DNS to CDN to Origin
Content Distribution Networks (CDNs) pull content from their origin server during HTTP requests to cache them:
DNS -> CDN -> Origin
Examples:
DNSimple -> Cloudflare -> Heroku
Cloudflare -> Cloudflare -> Heroku
Route 53 -> CloudFront -> S3
Route 53 -> CloudFront -> EC2
Without an asset host
If a CNAME
record for a domain name points to a Rails app on Heroku:
www.example.com -> example.herokuapp.com
Each HTTP request for a static asset:
- is received by the Heroku routing mesh (platform load balancer)
- picked up by a web dyno (host)
- passed to one of the Puma workers (web server process) on the dyno
- routed by Rails to the asset (CSS, JS, img, font file)
The logs will contain lines like this:
GET "/assets/application-ql4h2308y.js"
GET "/assets/application-ql4h2308y.css"
This isn't the best use of Ruby processes; they should be reserved for handling application logic. Response time is degraded by waiting for processes to finish their work.
With a CDN as an asset host
In production, Rails' asset pipeline appends a hash of each asset's contents to the asset's name.
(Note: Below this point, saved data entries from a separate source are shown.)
PR #1552, opened 2022-09-21
Remove two deprecated colours from our palette

ob6160:

The colours `opinion.300` and `culture.350` are duplicates of `opinion.400` and `culture.400` and have been deprecated for a while.

This pull request removes both values and changes one instance where we were using `opinion.300` in the dev kitchen.


ob6160:
We're not ready to remove these yet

When the file changes, the browser requests the latest version.
The first time a user requests an asset, it will look like this:
GET 123abc.cloudfront.net/application-ql4h2308y.css
A CloudFront cache miss "pulls from the origin" by making another GET request:
GET example.herokuapp.com/application-ql4h2308y.css
Future GET
and HEAD
requests
to the CloudFront URL within the cache duration
will be cached, with no second HTTP request to the origin:
GET 123abc.cloudfront.net/application-ql4h2308y.css
All HTTP requests using verbs other than GET
and HEAD
proxy through to the origin.
Rails configuration
In Gemfile
:
gem "sass-rails"
gem "uglifier"
In config/environments/production.rb
:
config.action_controller.asset_host = ENV.fetch(
"ASSET_HOST",
"https://123abc.cloudfront.net",
)
config.action_mailer.asset_host = config.action_controller.asset_host
config.assets.compile = false
config.assets.digest = true
config.assets.js_compressor = :uglifier
config.public_file_server.enabled = true
config.public_file_server.headers = {
'Cache-Control' => "public, max-age=#{10.years.to_i}, immutable",
}
The immutable
directive eliminates revalidation requests.
Caching entire HTML pages
Setting the asset host is the most important low-hanging fruit. In some cases, it can also make sense to use a DNS to CDN to Origin architecture to cache entire HTML pages.
Here's an example at the Rails controller level:
class PagesController < ApplicationController
before_filter :set_cache_headers
private
def set_cache_headers
response.headers["Surrogate-Control"] = "max-age=#{10.years.to_i}"
end
end
To cache entire HTML pages in the CDN,
use the Surrogate-Control
response header.
The CDN will cache the page for the duration specified, protecting the origin from unnecessary requests and serving the HTML from the CDN's edge servers.
To cache entire HTML pages site-wide, one approach is Rack middleware:
module Rack
class SurrogateControl
def initialize(app)
@app = app
end
def call(env)
status, headers, body = @app.call(env)
headers["Cache-Control"] = "public, max-age=#{5.minutes.to_i}"
headers["Surrogate-Control"] = "max-age=#{10.years.to_i}"
[status, headers, body]
end
end
end